For informational or research purposes only . . . in hypothetical situations and theoretical discussions . .

Heroin is deacetylated at position 3 by the body to become bioactive as 6MAM anyway.
This means that 6MAM is more efficient than 3,6DAM, is bioavailable quicker in the system, probably passes the BBB faster (though only slightly).

Ultimately 3,6DAM becomes 6MAM in the body as the active metabolite of 3,6DAM. In this way Heroin could be considered to be a "pro-drug" of sorts for 6MAM in the same way that Codeine is considered a pro-drug for Morphine.

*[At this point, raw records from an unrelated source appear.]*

PR #2834, opened 2024-10-09
fix: inheritance for serverOnly scoped classes and fields

BenAuerDev:
This PR tries to adjust the `SerializableModelLibraryGenerator` to handle inherited serverOnly fields correctly. As the parentClass declares them as `Object?` but the child-class parses their real type (`int`, `String` etc.) we now check in the methods building `_buildCopyWithMethod` and `_buildAbstractCopyWithMethod` and pass them to the childs copyWith method as expected

Furthermore a test case was added to `json_protocol_test.dart` making sure `serverOnly` fields are not leaked when inherited. 

Another test was added to `server_code_generator/inheritance_class_test.dart` checking if nullable fields are typed as expected in the `copyWith` method. 

And a `restriction` and `test` was added to only allow extending a `serverOnly` class if the child is marked as `serverOnly` aswell. 

Selection_003

linked to: #1873 and #1618 

## Pre-launch Checklist

## Breaking changes

no breaking changes

### DIFF
--- a/tests/serverpod_test_server/lib/src/endpoints/server_only_scoped_field_model_child.dart
+++ b/tests/serverpod_test_server/lib/src/endpoints/server_only_scoped_field_model_child.dart
@@ -1,0 +1,18 @@
+import 'dart:async';
+
+import 'package:serverpod/serverpod.dart';
+import 'package:serverpod_test_server/src/generated/protocol.dart';
+
+class ServerOnlyScopedFieldChildModelEndpoint extends Endpoint {
+  Future<ScopeServerOnlyField> getProtocolField(
+    Session session,
+  ) async {
+    return ScopeServerOnlyFieldChild(
+        serverOnlyScope: Types(anInt: 2),
+        nested: ScopeServerOnlyField(
+          allScope: Types(anInt: 1),
+          serverOnlyScope: Types(anInt: 2),
+        ),
+        childFoo: 'childFoo');
+  }
+}
--- a/tests/serverpod_test_server/lib/src/endpoints/server_only_scoped_field_model_child.dart
+++ b/tests/serverpod_test_server/lib/src/endpoints/server_only_scoped_field_model_child.dart
@@ -8,11 +8,12 @@ class ServerOnlyScopedFieldChildModelEndpoint extends Endpoint {
     Session session,
   ) async {
     return ScopeServerOnlyFieldChild(
+      serverOnlyScope: Types(anInt: 2),
+      nested: ScopeServerOnlyField(
+        allScope: Types(anInt: 1),
         serverOnlyScope: Types(anInt: 2),
-        nested: ScopeServerOnlyField(
-          allScope: Types(anInt: 1),
-          serverOnlyScope: Types(anInt: 2),
-        ),
-        childFoo: 'childFoo');
+      ),
+      childFoo: 'childFoo',
+    );
   }
 }
--- a/tests/serverpod_test_server/lib/src/endpoints/server_only_scoped_field_model_child.dart
+++ b/tests/serverpod_test_server/lib/src/endpoints/server_only_scoped_field_model_child.dart
@@ -4,7 +4,7 @@ import 'package:serverpod/serverpod.dart';
 import 'package:serverpod_test_server/src/generated/protocol.dart';
 
 class ServerOnlyScopedFieldChildModelEndpoint extends Endpoint {
-  Future<ScopeServerOnlyField> getProtocolField(
+  Future<ScopeServerOnlyFieldChild> getProtocolField(
     Session session,
   ) async {
     return ScopeServerOnlyFieldChild(
--- a/tests/serverpod_test_server/lib/src/generated/scopes/scope_server_only_field_child.dart
+++ b/tests/serverpod_test_server/lib/src/generated/scopes/scope_server_only_field_child.dart
@@ -1,0 +1,117 @@
+/* AUTOMATICALLY GENERATED CODE DO NOT MODIFY */
+/*   To generate run: "serverpod generate"    */
+
+// ignore_for_file: implementation_imports
+// ignore_for_file: library_private_types_in_public_api
+// ignore_for_file: non_constant_identifier_names
+// ignore_for_file: public_member_api_docs
+// ignore_for_file: type_literal_in_constant_pattern
+// ignore_for_file: use_super_parameters
+
+// ignore_for_file: no_leading_underscores_for_library_prefixes
+import '../protocol.dart' as _i1;
+import 'package:serverpod/serverpod.dart' as _i2;
+
+abstract class ScopeServerOnlyFieldChild extends _i1.ScopeServerOnlyField
+    implements _i2.SerializableModel, _i2.ProtocolSerialization {
+  ScopeServerOnlyFieldChild._({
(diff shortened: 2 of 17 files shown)


tests/serverpod_test_server/lib/src/generated/scopes/scope_server_only_field_child.dart
```diff
@@ -0,0 +1,117 @@
...
+
+  String childFoo;
+
+  @override
+  ScopeServerOnlyFieldChild copyWith({
+    Object? allScope,
+    Object? serverOnlyScope,
+    Object? nested,
+    String? childFoo,
+  });
```
SandPod, line 58: Question: Shouldn't a typed interface be used here? Isn't it only inherited classes that do not have support for type copy with interfaces?

tools/serverpod_cli/lib/src/analyzer/models/validation/restrictions.dart
```diff
@@ -308,6 +308,15 @@ class Restrictions {
       ];
     }
 
+    if (parentClass.serverOnly && !documentDefinition!.serverOnly) {
```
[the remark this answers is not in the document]
SandPod: Please add a test for this as well.

tests/serverpod_test_server/lib/src/endpoints/server_only_scoped_field_model_child.dart
```diff
@@ -0,0 +1,18 @@
+import 'dart:async';
+
+import 'package:serverpod/serverpod.dart';
+import 'package:serverpod_test_server/src/generated/protocol.dart';
+
+class ServerOnlyScopedFieldChildModelEndpoint extends Endpoint {
+  Future<ScopeServerOnlyField> getProtocolField(
```
SandPod, line 7: Suggestion: This endpoint doesn't return `ScopeServerOnlyFieldChild` which is what we want to test.

Please change the return type to catch this specific case.

SandPod (commented):
Nice work!

A couple of suggestions for improvements and a couple of questions around the work.

It seems like we might have broken the typed copy with interface a bit.

tests/serverpod_test_server/lib/src/endpoints/server_only_scoped_field_model_child.dart
```diff
@@ -0,0 +1,18 @@
...
+  Future<ScopeServerOnlyFieldChild> getProtocolField(
+    Session session,
+  ) async {
+    return ScopeServerOnlyFieldChild(
+        serverOnlyScope: Types(anInt: 2),
+        nested: ScopeServerOnlyField(
+          allScope: Types(anInt: 1),
+          serverOnlyScope: Types(anInt: 2),
+        ),
+        childFoo: 'childFoo');
```
SandPod, line 16: Suggestion(NIT): Add comma for better formatting here.

tools/serverpod_cli/lib/src/analyzer/models/validation/restrictions.dart
```diff
@@ -308,6 +308,21 @@ class Restrictions {
...
+    var currentModel =
+        parsedModels.findByClassName(documentDefinition!.className);
+
+    var ancestorServerOnlyClass =
+        _findServerOnlyClassInParentClasses(currentModel);
+
+    if (!documentDefinition!.serverOnly && ancestorServerOnlyClass != null) {
+      return [
+        SourceSpanSeverityException(
+          'The class "${documentDefinition!.className}" cannot inherit from the server-only class "${ancestorServerOnlyClass.className}" unless it is also marked as "serverOnly".',
```
SandPod, line 320: Suggestion: How about `Cannot extend a "serverOnly" class in the inheritance chain ("${ancestorServerOnlyClass.className}") unless class is marked as "serverOnly".`?

tools/serverpod_cli/test/analyzer/models/stateful_analyzer/model_validation/inheritance_test.dart
```diff
@@ -213,4 +213,90 @@ void main() {
...
+
+    var error = collector.errors.first;
+    expect(
+      error.message,
+      'The class "ExampleChildClass" cannot inherit from the server-only class "Example" unless it is also marked as "serverOnly".',
+    );
+  });
+
+  test(
+      'Given a serverOnly child-class, When the parent-class not serverOnly but the grandparent-class is, then error is collected that a client class cannot extend a serverOnly class',
```
SandPod, line 257: Suggestion(NIT):
```suggestion
      'Given a serverOnly child-class, When the parent-class is not serverOnly but the grandparent-class is, then error is collected that a client class cannot extend a serverOnly class',
```

tools/serverpod_cli/lib/src/generator/dart/library_generators/model_library_generator.dart
```diff
@@ -1138,19 +1139,23 @@ class SerializableModelLibraryGenerator {
...
         subDirParts: classDefinition.subDirParts,
         config: config,
       );
 
+      var isInheritedField = classDefinition.inheritedFields.contains(field);
+
+      var type = field.type.nullable && isInheritedField
+          ? refer('Object?')
+          : fieldType;
+
```
SandPod, line 1154: Suggestion: Could we add some test for this change?

SandPod (commented):
almost the same result but with less changes. I like that! A couple of more comments and suggestions.

tools/serverpod_cli/lib/src/generator/dart/library_generators/model_library_generator.dart
BenAuerDev: Yes I'll add one in `server_code_generator > inheritance_class_test.dart` checking if 
inherited-nullable => `Object?` 
local-nullable => typed (int?, String?, ...)

tools/serverpod_cli/test/generator/dart/server_code_generator/inheritance_class_test.dart
```diff
@@ -348,4 +348,68 @@ void main() {
...
+        );
+
+        test(
+            'with named params where nullable-inherited fields are "Object?" and nullable-local fields are typed',
+            () {
+          expect(
+            copyWithMethod?.parameters?.toSource(),
+            '({int? id, Object? name, int? age})',
+          );
+        }, skip: copyWithMethod == null);
```
SandPod, line 411: Suggestion: Please split these two assertions into two different tests. One that validated the inherited nullable field and one that validatesthe nullable local field.

tools/serverpod_cli/test/generator/dart/server_code_generator/inheritance_class_test.dart
```diff
@@ -348,4 +348,68 @@ void main() {
...
+
+    var codeMap = generator.generateSerializableModelsCode(
+      models: models,
+      config: config,
+    );
+
+    var compilationUnit =
+        parseString(content: codeMap[childExpectedFilePath]!).unit;
+
+    group('Then the $childClassName', () {
```
SandPod, line 392: Suggestion(NIT): change `Then` to `then`.

SandPod (approved):
LGTM with the last modifications that I commented on!

Nice work!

Since acetic andrahyde is on the DEA watch list it would make more sense to use acetic acid and make 6MAM rather than use acetic andrahyde and make 3,6DAM if one were to theoretically go down this route of experimentation on lab animals.

Hope this has helped

[poppypreacher]

I wonder how the solubility of ca-morphenate in aqueous environment is.
In the references i read yet, about four parts of water per one part of opium are mentioned. This would mean, one litre of water can carry about 12.5 to 25 g of ca-morphenate, what is pretty much in my opinion.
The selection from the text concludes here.